Pisces | Feb. 19 to March 20
You thought your new sports car could do everything but love you, so its declaration of devotion will come as quite a shock.
Aries | March 21 to April 19
Venus is in retrograde in your sign this week, which you’d think would mean problems in your love life, but actually indicates imminent botulism.
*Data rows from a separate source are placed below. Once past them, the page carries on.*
PR #271, opened 2024-10-04
Hamt Iterator

bitemyapp:
image

First pass at the Hamt iterator. My understanding was we didn't need this for `MutHamt` so I didn't bother there. Max depth is 6 AIUI so the traversal stack is a fixed array.

### DIFF
--- a/rust/sword/src/hamt.rs
+++ b/rust/sword/src/hamt.rs
@@ -853,7 +853,8 @@ impl <'a, T: Copy>Iterator for Hamsterator<'a, T> {
                 Some((Right(leaf), _)) => {
                     // Found a leaf, return its value and prepare for next
                     self.traversal_stack[self.depth].1 += 1;
-                    if let Some(pair) = unsafe { leaf.to_mut_slice().get(0) } {
+                    let slice = unsafe { leaf.to_mut_slice() };
+                    if let Some(pair) = slice.get(0) {
                         return Some(*pair);
                     }
                 }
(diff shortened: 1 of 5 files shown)


rust/sword/src/hamt.rs
```diff
@@ -795,3 +800,146 @@ impl<T: Copy + Persist> Persist for Hamt<T> {
...
+    }
+}
+
+impl <'a, T: Copy>Iterator for Hamsterator<'a, T> {
+    type Item = (Noun, T);
+
+    // Iterate over the values in the HAMT
+    fn next(&mut self) -> Option<Self::Item> {
+        loop {
+            if self.depth == usize::MAX {
```
drbeefsupreme, line 834: This seems like an unusual condition to exit a loop. It looks like it works fine, but is there a reason to use this over checking if `depth == 0` and returning `None` on line 840 instead?

rust/sword/src/hamt.rs
```diff
@@ -795,3 +800,146 @@ impl<T: Copy + Persist> Persist for Hamt<T> {
...
+                    self.traversal_stack[self.depth].1 += 1;
+                    self.depth += 1;
+                    self.traversal_stack[self.depth] = (next_stem, 0);
+                }
+                Some((Right(leaf), _)) => {
+                    // Found a leaf, return its value and prepare for next
+                    self.traversal_stack[self.depth].1 += 1;
+                    if let Some(pair) = unsafe { leaf.to_mut_slice().get(0) } {
+                        return Some(*pair);
+                    }
```
drbeefsupreme, line 859: A `Leaf` can have more than one key-value pair, see L414-433. Does this handle that case? It looks like it only handles the single pair case.

drbeefsupreme (changes requested):
One possible bug, one style issue

rust/sword/src/hamt.rs
bitemyapp: It's using `.wrapping_sub(1)` to detect when it's done. I realize this looks odd but rejiggering it to use a zero-based "done" is more annoying than you'd guess. Depth starts at zero, it never iterates if you change it to `== 0` with no other changes.

rust/sword/src/hamt.rs
bitemyapp: Let me construct a regression test for this so that I know when I've actually fixed it. Thank you!

drbeefsupreme (approved):

drbeefsupreme:
LGTM

rust/sword/src/hamt.rs
```diff
@@ -944,51 +952,89 @@ mod test {
...
+                    println!("FOUND HASH COLLISION!!!!! {} {} {} {}", x, y, n_hash, t_hash);
+                    let end = std::time::Instant::now();
+                    println!("Time: {:?}", end - start);
+                }
+                if y % 100000000 == 0 {
+                    println!("{} {}", x, y);
+                }
+            }
+        }
+    }
```
drbeefsupreme, line 1039: Comment this out again?

rust/sword/src/noun.rs
```diff
@@ -1042,6 +1042,12 @@ pub union Noun {
     allocated: Allocated,
 }
 
+impl Default for Noun {
+    fn default() -> Self {
+        Noun { raw: u64::MAX }
```
drbeefsupreme, line 1047: I do not want to merge this without @eamsden taking a look at this.

drbeefsupreme (commented):
Latest commit looks good except for `default()` which I defer to @eamsden

rust/sword/src/hamt.rs
```diff
@@ -421,7 +421,7 @@ impl<T: Copy + Preserve> Hamt<T> {
                             copy_nonoverlapping(stem.buffer, new_buffer, stem.size());
                             *new_buffer.add(idx) = Entry {
                                 leaf: Leaf {
-                                    len: leaf.len,
+                                    len: leaf.len + 1,
```
eamsden, line 426: OOF

Good catch boys @bitemyapp @drbeefsupreme

eamsden (approved):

Interesting, isn’t it?
Taurus | April 20 to May 20
Avoid making decisions based on ambiguous advice from questionable sources this week, even if she was in labor with you for 28 hours.
Gemini | May 21 to June 20
You’re starting to think that maybe the funny nose and glasses won’t actually be enough to hide you when Jesus returns in all his glory.
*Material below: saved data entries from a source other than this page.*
PR #280, opened 2024-10-30
Draft: dropping sword guard

bitemyapp:


eamsden:
Work incorporated into #283

PR #1077, opened 2020-08-20
[SIG-2160] Adds an extra check to prevent resetting the incident

aditudorache:
This PR prevents the resetting of the incident data by introducing an extra check so that when the current page is `inicdent/fout`, the incident data is not resset


janjaap:
Can we keep this change in conjunction with #1078 or should we close this PR?

aditudorache:
Closing this another solution was chosen to solve the issue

Cancer | June 21 to July 22
You’ve never been the sort of person who lets all kinds of supposed “signs” tell you how you should drive your car.
Leo | July 23 to Aug. 22
Turns out your nightmarish descent into alcoholism and drug abuse will be a lot more fun than expected.
Virgo | Aug. 23 to Sept. 22
The events of next week will closely mirror all the other events in your life up to that point.
Libra | Sept. 23 to Oct. 22
Your natural resourcefulness allows you to enjoy father-daughter day at the zoo, though you are neither a father nor a daughter and you can’t stand animals.
Scorpio | Oct. 23 to Nov. 21
Do not believe those who tell you they can see your future. They are merely preying upon your ignorant, fearful, superstitious nature.
Sagittarius | Nov. 22 to Dec. 21
Your decision to take up bicycling will cause many in your area to rethink their call for increased bicycle safety.
Capricorn | Dec. 22 to Jan. 19
You’ll finally find yourself in a relationship that may not end with you asking the other person if they’d like a bag for that.
Aquarius | Jan. 20 to Feb. 18
Though your birthday falls into the correct range of dates, the stars say you are not actually an Aquarius. In fact, they are pretty sure you’re an asshole.